Assuming you oppose whatever it is the government is trying to do, I hope you can at least come up with a coherent argument.

I don't think the average Joe would quickly differentiate between different types of Judges.

If the message that they're soft/out of touch and interfere in politics is repeated and fed to favourable media outlets like the Mail then over time it gains currency. It's picked up by other media, particularly broadcasters. That's what I meant the other day about influence way beyond their circulation.

Enough of the public see 'lefty liberal' judges as a problem to be solved. Clipping their wings seems acceptable. The public don't click that it affects stuff like benefits or the human rights of their relative in a care home until its too late.
 

Pale Rider

Veteran
I don't think the average Joe would quickly differentiate between different types of Judges.

If the message that they're soft/out of touch and interfere in politics is repeated and fed to favourable media outlets like the Mail then over time it gains currency. It's picked up by other media, particularly broadcasters. That's what I meant the other day about influence way beyond their circulation.

Enough of the public see 'lefty liberal' judges as a problem to be solved. Clipping their wings seems acceptable.
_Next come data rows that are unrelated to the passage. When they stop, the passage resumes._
PR #888, opened 2025-06-18
Move the mimic-QPU validation to RemoteBackend.run()

MohamedAminMallek:
Move mimic-qpu validation from PasqalCloud to RemoteBackend

Potential breaking change:

If there are any connections that use mimic-qpu=true but do not implement the `fetch_available_devices` method, this change may cause the run call to fail

### DIFF
--- a/pulser-core/pulser/backend/qpu.py
+++ b/pulser-core/pulser/backend/qpu.py
@@ -64,23 +64,3 @@ class QPUBackend(RemoteBackend):
             job_params or [], self._sequence.device.max_runs
         )
         return super().run(job_params, wait)
-
-    @staticmethod
-    def validate_job_params(
-        job_params: list[JobParams], max_runs: int | None
-    ) -> None:
-        """Validates a list of job parameters prior to submission."""
-        suffix = " when executing a sequence on a real QPU."
-        if not job_params:
-            raise ValueError("'job_params' must be specified" + suffix)
-        RemoteBackend._type_check_job_params(job_params)
-        for j in job_params:
-            if "runs" not in j:
-                raise ValueError(
-                    "All elements of 'job_params' must specify 'runs'" + suffix
-                )
-            if max_runs is not None and j["runs"] > max_runs:
-                raise ValueError(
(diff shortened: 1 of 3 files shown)


pulser-core/pulser/backend/qpu.py
```diff
@@ -64,23 +64,3 @@ def run(
             job_params or [], self._sequence.device.max_runs
         )
```
HGSilveri: I guess you can get rid of this

pulser-core/pulser/backend/remote.py
```diff
@@ -339,6 +339,10 @@ def run(
             The results, which can be accessed once all sequences have been
             successfully executed.
         """
+        if self._mimic_qpu:
+            sequence = self._connection.update_sequence_device(self._sequence)
```
HGSilveri, line 352: Indeed, `fetch_available_device()` is not an abstract method so we can't guarantee this will be implemented. How about putting it in a `try...except` block?
```suggestion
            try:
                sequence = self._connection.update_sequence_device(self._sequence)
            except NotImplementedError:
                pass
```

HGSilveri (commented):
Very nice!

pulser-core/pulser/backend/remote.py
MatthieuMoreau0: Maybe with a warning if we think that's relevant for the user?

HGSilveri: What would be a relevant warning message for the user though?

MatthieuMoreau0: So I am not too sure but I guess it could be akin to say that the mimic_qpu device update didn't complete because available devices could not be fetched? but not much action the user could take eitherway so maybe it's more confusing than helpful tbh

HGSilveri: Perhaps something like
```
The chosen connection does not give access to the latest device specs; beware that execution might still fail if the specs in the chosen sequence are incompatible with the device's.
```
?
(The wording is likely poor, do not use as is)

The public don't click that it affects stuff like benefits or the human rights of their relative in a care home until its too late.

You seem to be saying the public cornflakes (ho-ho) lots of different things.

Lots of members of the public are just as smart as you are.

They are well able to understand lenient jail terms are a separate matter from often arcane judicial reviews.
 
You seem to be saying the public cornflakes (ho-ho) lots of different things.

Lots of members of the public are just as smart as you are.

They are well able to understand lenient jail terms are a separate matter from often arcane judicial reviews.

Without going down the rabbit hole of 'smart' there are plenty for whom one bloke in a full bottomed wig is just like another.

And that's just what one now retired Justice of the Supreme Court used to refer to as the Uniform Branch.
 

Rusty Nails

Country Member
Not by me, personally, but, when such things are discussed among my circle of friends/acquaintances, I would say, Yes. The "sentences too lenient", in particular is a common opinion.
Let me get this right, the government somehow forces the criminal judges to pass many excessively lenient sentences in order to form the idea in the public mind judges are too soft.

When this has deemed to be have been achieved, the government then launches a pre-planned attack on civil High Court judges, who very rarely lock anyone up.

The public then back this because a burglar got a suspended sentence.

Assuming you oppose whatever it is the government is trying to do, I hope you can at least come up with a coherent argument.


From reading that article I didn't get from it that it was about tougher sentences, but about the much more important aspect of ensuring that the government of the day acts within the rules of law in arriving at its decisions and actions. Much more important than populist or dog-whistle arguments about sentencing.
 
From reading that article I didn't get from it that it was about tougher sentences, but about the much more important aspect of ensuring that the government of the day acts within the rules of law in arriving at its decisions and actions. Much more important than populist or dog-whistle arguments about sentencing.

The government might try set an agenda where a chunk of the population conflate one sort of Judge with another.....
 

Pale Rider

Veteran
The government might try set an agenda where a chunk of the population conflate one sort of Judge with another.....

B-b-but those self same interfering judges have just let Boris off the hook in his scrape over Priti Patel.

The poor man won't know whether to hug 'em or strangle 'em.

Looks like it's very complicated running a government conspiracy.